Parents may try to counteract the effects of secular education with church, Sunday school, and youth group, but two or three hours of religious education weekly is unlikely to counteract the forty or more hours spent in school or school-related programming. Nor is it a good bet that such limited measures can compensate for the anti-Christian hostility, both active and passive, faced by young believers growing up in a post-Christian world. If we want our children to survive, we must act.
There is no such thing as a completely safe space.
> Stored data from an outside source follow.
PR #1155, opened 2023-06-28
parse type signature without running container 

technillogue:
This will allow generating the OpenAPI schema at build time, by parsing the AST. 

It's tedious to wait for docker run and the torch imports inside the container every time you change a comma in predict.py. Having the option of parsing it statically makes the feedback loop shorter.


nickstenning:
I think there might be a slight misunderstanding here. I might be missing something, but I don't think generating the OpenAPI schema at build time by running the model is a problem?

The problem is loading the model at _runtime_ in order to derive its type signature so that we can validate inputs, as happens [here](https://github.com/replicate/cog/blob/5186e251e7d5be897d470166e608608587abbfab/python/cog/server/http.py#L64).

We could avoid this by ensuring that the generated OpenAPI schema is embedded into the image in a way that the Python code running inside the image can retrieve. The `Input` schema from said schema can then be used directly for input validation.

Apologies if the way I originally explained this was confusing. 🙃

anotherjesse:
I personally love this idea.  As @technillogue shared, waiting for cog to do a bunch of work is VERY tedious.

having something like this would be needed to support modifying existing cogs without having to rebuild everything

( that said, I could see saying "let's explore this in 'cog-lite' rather than core  ... )

mattt:
Echoing @nickstenning, I think there's some misunderstanding about what problem we're trying to solve here.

When one single dad, an Evangelical and former public school teacher, became fed up with his ninth-grade daughter being teased for declining to celebrate a lesbian classmate’s coming out, he transferred her to a private Christian school. The father, who asked to remain anonymous, says it has only been a partial solution.
“My daughter went from a public school where she had no believing Christian friends to a Christian one where only fifteen or twenty percent of the students seem to have any real faith life,” he said. “It’s better than what she had before, and at least she’s getting a Bible class.”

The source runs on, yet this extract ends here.